No but Wasseypur is an original story. Every time I make a film, I have to find a relevance to it. city ​​of god came to me in a definitive form. If you see Hellish Affairsit is a three-part film, directed by Martin Scorsese The dead come out of it as a singular film and watch what magic it has done there. The movie is the same but different, and it got an Oscar for it. I say the world is over. Our cinema Dobaara is based on someone else’s script. It’s based on the script, not the movie. Despite this, the film travels to different film festivals because remakes usually don’t go. It is therefore a sign of strength for us.

The only actor you’ve worked with multiple times is Aditya Srivastava, who we all know as CID Inspector Abhijeet. You both worked at Satya Paanch Gulaal Black Friday. How did you discover it?

bandit queen. And scene. All the actors with whom I worked at the start, I discovered them either on stage or in bandit queen. Manoj Bajpayee bandit queenAditya Srivastava bandit queenSaurabh Shukla bandit queen, Kay Kay Menon theatre, Makarand Deshpande stage. I worked with everyone. Vijay Maurya came to sell me a credit card before becoming an actor and then he became a friend (smiles). I have known him forever. Half the world don’t know I used to go to Vijay Maurya for the Bambaiya Your. People found out after Ravine BoyI’ve been using it for this for 20 years.

Another great choice you made as a filmmaker was casting Abhimanyu Singh in Gulaal as Ransa. How did you come up with this character and think about this actor for the role?

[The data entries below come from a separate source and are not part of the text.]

Issue #254, opened 2024-01-30
Investigate: Tyrian apps seem CPU intensive


davesmith00000:
If you run the standard g8 template, and then check the task manager in Chrome, you can see the Tyrian is using a surprising amount of CPU even when idling.

If may by an unavoidable overhead of the architecture, but maybe we just introduced a regression somewhere. Worth looking into.

davesmith00000:
We speculate that this is due to the hot render loop.

https://github.com/PurpleKingdomGames/tyrian/pull/255

davesmith00000:
I've spent some time butchering the runtime and trying out different things.

My own linux machine seems to show even higher CPU load than I recall the original reporter talking about.

Some findings:

1. If I remove the render loop, CPU usage when the app is at rest, is zero as expected. So that's good.
2. If I remove the normal render loop, and bolt in a "does nothing" loop based on pure Scala.js (no Cats Effect, does not render with Snabbdom), then the CPU load is back.

So fundamentally, the CPU load seems to be coming from `requestAnimationFrame`. Below you can see the "does nothing" version in the screenshot, note the CPU load. 

![image](https://github.com/PurpleKingdomGames/tyrian/assets/908709/fe37a7de-94aa-4a87-aaa9-5bc5c8dfd169)

Surely this can't be the case?! How does Elm cope? Well on my machine... Elm has almost the same problem. Maybe slightly better, depending on the type of app your running, but not much. Certainly when I'm interacting with an app there is no real difference

Still, is there anything we can do?

Well, we render on frame tick if there has been a model change. We do that because if you're doing heavy updates you don't want to be re-rendering for nothing, but it adds constant load. If you render only on `Msg` then you can have zero overhead while the app is idle, but it can go nuts during use - for instance it would render even on a No-Op.

The only other thing I can think of is to do a hybrid. In this model you render on requestAnimationFrame, as long as you saw a message in the last, say, ~2 seconds. So if your app is idle, the rendering will go idle, but while stuff is happening (whether triggered by the user or anything else) the rendering continues.

armanbilge:
> The only other thing I can think of is to do a hybrid. In this model you render on requestAnimationFrame, as long as you saw a message in the last

That is what my PR https://github.com/PurpleKingdomGames/tyrian/pull/255 attempted to do. I got side-tracked but I intend to take a second look and fix it :)

davesmith00000:
No worries @armanbilge.

[...]

PR #263, opened 2024-03-28
Reworking the runtime

davesmith00000:
This PR may not survive, I'm just using it so it's easier for me to check my own work.

So far I've done some refactoring. No suggestion that this is an improvement, but the exercise has helped me reacquaint myself with what's going on.

The idea is to do the following, from the [issue comment](https://github.com/PurpleKingdomGames/tyrian/issues/254#issuecomment-2019863143):

> In this model you render on requestAnimationFrame, as long as you saw a message in the last, say, ~2 seconds. So if your app is idle, the rendering will go idle, but while stuff is happening (whether triggered by the user or anything else) the rendering continues.

Rough plan of attack:

Step 1 - Update pokes the renderer:

- Remove ModelHolder
- A model update triggers redraw
- Redraw is on a Renderer class and returns a new instance (to be stored in a Ref?)
- Render has a finite state machine: Idle, Running
- When a redraw happens you record a timestamp, update the state to running (always, for now), then immediately render

Step 2 - Render runs on a loop (again):

- Instead of the update poking the renderer and a render being triggered, it instead checks:  if running do nothing, if not running, start render loop and set state to running
- Render loop checks if < 2 seconds since last update, if true, loop, else state to idle and don't loop.

Something like that.

### DIFF
--- a/tyrian/js/src/main/scala/tyrian/runtime/ModelHolder.scala
+++ b/tyrian/js/src/main/scala/tyrian/runtime/ModelHolder.scala
@@ -1,3 +1,0 @@
-package tyrian.runtime
-
-final case class ModelHolder[Model](model: Model, updated: Boolean)
--- a/tyrian/js/src/main/scala/tyrian/runtime/Renderer.scala
+++ b/tyrian/js/src/main/scala/tyrian/runtime/Renderer.scala
@@ -1,0 +1,89 @@
+package tyrian.runtime
+
+import cats.effect.kernel.Async
+import cats.effect.kernel.Clock
+import cats.effect.kernel.Ref
+import cats.effect.std.Dispatcher
+import cats.syntax.all.*
+import org.scalajs.dom
+import snabbdom.VNode
+import tyrian.Html
+import tyrian.Location
+
+final case class Renderer(vnode: VNode, state: RendererState):
+
+  def runningAt(t: Long): Renderer =
+    this.copy(state = RendererState.Running(t))
+
+object Renderer:
+
+  def init[F[_]](vnode: VNode)(using F: Async[F]): F[Ref[F, Renderer]] =
+    F.ref(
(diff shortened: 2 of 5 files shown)


davesmith00000:
After going round and round trying to do this with CE, I decided just to PoC it imperatively to see if it was going to work at all. It kinda does.

My CPU has always seemed a little more eager that others have reported, so I wouldn't worry that the number seems to jump quite high in the gif, or that it's a little twitchy. This is similar behaviour to what I see on this machine from Elm apps.

Will need to verify on other machines.

tyrian_reduced_rendering_cpu

davesmith00000:
Here you can see where the frame animations kick in when activity occurs, and drops off when the user stops doing work.

image

davesmith00000:
Screenshot from the Cats Effect version, which has replaced the imperative implementation.

image

davesmith00000:
If you have any free time to take a look at this @armanbilge, that would be great (don't worry if not :smile:). This appears to do the trick but probably doesn't do it the nicest way.

davesmith00000:
From my testing, this appears to be a vast improvement on pages that are idle between user interactions. I can't tell if there's any real impact on pages that do constant work - like games.

We don't have a way of defining "options" for Tyrian yet (like Indigo's `GameConfig`), but I'm wondering if it would be beneficial to be able to switch modes when you _know_ what kind of site you've got. The "low consumption when idle" mode developed here could be a default.

hobnob:
This looks like it'll work in a vast majority of cases - as you say, I'm not sure about games, where the model might be updated a fair bit. That said - I think we should put it live as is, as I suspect most people will be using Tyrian for static sites, and Indigo for games. In my experience, even if you use Indigo for games and Tyrian as the UI, the actual amount of time you spend updating Tyrian's model is far far less than Indigo

hobnob (approved):

Issue #266, opened 2024-05-05
Unable to upload an image file to the server via HTTP


a-khakimov:
I couldn't figure out how to upload an image file to the server using the HTTP method with Tyrian. I couldn't find any code examples. Help me please to understand how to do this correctly.

Questions:

- How can I correctly upload an image file to the server using the Tyrian?
- Are there any limitations or peculiarities with Tyrian when transmitting files? (Currently, I'm concerned because I only saw the possibility of transmitting the following types of request body in the source code: html, json, xml, plainText)
- If the functionality is not supported, are there plans to add support for file transmission in future versions of Tyrian?

Thank you for your help!

davesmith00000:
Hi @a-khakimov, sorry for the slow reply and thank you for the pull request, I shall take a look!

The short answer is that I don't know off the top of my head. It is quite probably an oversight and that you are the first person to try this with Tyrian's HTTP client. If that's the case we should of course fix it, thank you for reporting. :pray:

I feel like @hobnob must have done stuff like this with Tyrian though? Maybe we can summon him by invoking his name... :smile: 

I don't feel great about having to recommend this, just because we should support images out of the box, but as a work-around you can also use  http4s-dom (or any other Cats Effect / ZIO compatible client), which is a more fully featured HTTP Client. There is an example here: https://github.com/PurpleKingdomGames/tyrian/tree/main/examples/http4s-dom

davesmith00000:
I'm looking over your PR and reading up on the subject. There are actually two workarounds at the moment, both with pros and cons:

1. As above, use http4s-dom
2. Base64 encode the image and send it as plaintext.

PR #267, opened 2024-05-05
Http request with BodyInit

a-khakimov:
I made a small draft that solves my problem #266. I suggest making such a change to support http requests with a body for other types, not only text.

### DIFF
--- a/tyrian/src/main/scala/tyrian/http/Models.scala
+++ b/tyrian/src/main/scala/tyrian/http/Models.scala
@@ -1,5 +1,7 @@
 package tyrian.http
 
+import org.scalajs.dom.BodyInit
+
 /** An Error will be returned if something goes wrong with an HTTP request. */
 enum HttpError:
   /** A BadRequest means that the provide request was not valid for some reason.
@@ -41,6 +43,7 @@ enum Body derives CanEqual:
     *   the content of the body
     */
   case PlainText(contentType: String, body: String) extends Body
+  case File(contentType: String, body: BodyInit) extends Body
 
 object Body:
   def html(body: String): Body      = Body.PlainText("text/html", body)
--- a/tyrian/src/main/scala/tyrian/http/Http.scala
+++ b/tyrian/src/main/scala/tyrian/http/Http.scala
@@ -51,6 +51,9 @@ object Http:
         case (Body.PlainText(contentType, body), method) if !Set(Method.Get, Method.Head).contains(method) =>
           headers.append("Content-Type", contentType)
           requestInit.body = body
+        case (Body.File(contentType, body), method) if !Set(Method.Get, Method.Head).contains(method) =>
+          headers.append("Content-Type", contentType)
+          requestInit.body = body
         case _ =>
 
       requestInit.headers = headers


davesmith00000:
Hi @a-khakimov - sorry for the slow reply. I've been stuck on a long piece of work in another repo. Will check it out as soon as I get back to Tyrian. :+1:

a-khakimov:
Hi @davesmith00000! Just wanted to check in regarding PR and see if you’ve had a chance to take a look. Thanks, and appreciate your time!

tyrian/src/main/scala/tyrian/http/Models.scala
```diff
@@ -41,6 +43,7 @@ enum Body derives CanEqual:
     *   the content of the body
     */
   case PlainText(contentType: String, body: String) extends Body
+  case File(contentType: String, body: BodyInit) extends Body
```
davesmith00000, line 46: This might be ok, but I'm a bit worried about using BodyInit as a catch-all type. I am entirely open to counter arguments. 🙂 

I haven't tried this so this is speculation, but from reading around I think we need something like this (though this seems cumbersome):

Ransa’s character was written a long time ago, in 2001. A different actor was supposed to play the role. It was Rahul Singh, the actor who played the Daaku in Tar. When we started the movie, he didn’t look like a student and I was looking for a new actor, and I was also doing a play with Abhimanyu Singh. So I knew him and his acting potential. It was not a very pleasant process and we never worked together afterwards. Everyone wants to be a hero inside, whether I am Amitabh Bachchan, this and that. And because of that, some people are unable to become the characters. He’s a very good actor, but he wants to be something else and he gets something else. So it became very difficult to take that Ransa character away from him. But now I see how his career is developing, he’s a much more responsible actor now. He was young then, he had a certain josh, never listened to anyone. I see him doing a good job in a lot of things so it feels good.

You said in an interview that our films aren’t rooted and that’s why they don’t do well. How would you define the word “rooted”?

Rooted means you are making a film of your own background. Your mythology belongs to you. When you see southern films, when you watch RRR, the mythological references are ours. Our films are not ours, they want to be something else.

How would Anurag Kashyap define commercial, masala and niche film?

Every time I make a movie, it’s a masala movie. A niche movie is something that is only for a small segment of the audience, something that only those who understand, a movie like That girl in the yellow boots. Raman Raghav was a genre film. Otherwise I consider all my films as masala films.